=== EXERCISE GOAL ===
Each entry must be duplicated precisely, with nothing left out.
*** SUPPLIED INFORMATION ***
PR #396, opened 2020-11-26
Lua 5.4 compatibility + Static Umpire

white238:
* Backport fix from main sol repo to our older version of sol for Lua 5.4 compatibility
* Umpire was the only library building shared, this fixes it.  (For @gzagaris )

host-configs incoming soonish

### DIFF
--- a/scripts/uberenv/spack_configs/blueos_3_ppc64le_ib/packages.yaml
+++ b/scripts/uberenv/spack_configs/blueos_3_ppc64le_ib/packages.yaml
@@ -116,6 +116,8 @@ packages:
     variants: ~shared
   mfem:
     variants: ~mpi~metis~zlib
+  umpire:
+    variants: ~shared
 
 # Globally lock in versions of Devtools
   cppcheck:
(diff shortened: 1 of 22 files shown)


agcapps (approved):
Happy Thanksgiving.  Thanks for the fix, Chris.

scripts/uberenv/spack_configs/blueos_3_ppc64le_ib/packages.yaml
```diff
@@ -116,6 +116,8 @@ packages:
     variants: ~shared
   mfem:
     variants: ~mpi~metis~zlib
+  umpire:
+    variants: ~shared
```
agcapps, line 120: So, does this mean that when we build TPLs through spack, that Axom requires static compilation for conduit and umpire?  If that's so, why do we do this?

white238: Anything in the packages.yaml is specific to us and the SYS_TYPE in the path.  We do it this way so it is not hardcoded in the shared axom/package.py which goes up to Spack proper.

white238:
This is ready to go.

agcapps (approved):
Still looks good.

kennyweiss (approved):
Thanks @white238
*** End of SUPPLIED INFORMATION ***
=== OUTPUT FOR THIS TASK ===
PR #396, opened 2020-11-26
Lua 5.4 compatibility + Static Umpire

white238:
* Backport fix from main sol repo to our older version of sol for Lua 5.4 compatibility
* Umpire was the only library building shared, this fixes it.  (For @gzagaris )

host-configs incoming soonish

### DIFF
--- a/scripts/uberenv/spack_configs/blueos_3_ppc64le_ib/packages.yaml
+++ b/scripts/uberenv/spack_configs/blueos_3_ppc64le_ib/packages.yaml
@@ -116,6 +116,8 @@ packages:
     variants: ~shared
   mfem:
     variants: ~mpi~metis~zlib
+  umpire:
+    variants: ~shared
 
 # Globally lock in versions of Devtools
   cppcheck:
(diff shortened: 1 of 22 files shown)


agcapps (approved):
Happy Thanksgiving.  Thanks for the fix, Chris.

scripts/uberenv/spack_configs/blueos_3_ppc64le_ib/packages.yaml
```diff
@@ -116,6 +116,8 @@ packages:
     variants: ~shared
   mfem:
     variants: ~mpi~metis~zlib
+  umpire:
+    variants: ~shared
```
agcapps, line 120: So, does this mean that when we build TPLs through spack, that Axom requires static compilation for conduit and umpire?  If that's so, why do we do this?

white238: Anything in the packages.yaml is specific to us and the SYS_TYPE in the path.  We do it this way so it is not hardcoded in the shared axom/package.py which goes up to Spack proper.

white238:
This is ready to go.

agcapps (approved):
Still looks good.

kennyweiss (approved):
Thanks @white238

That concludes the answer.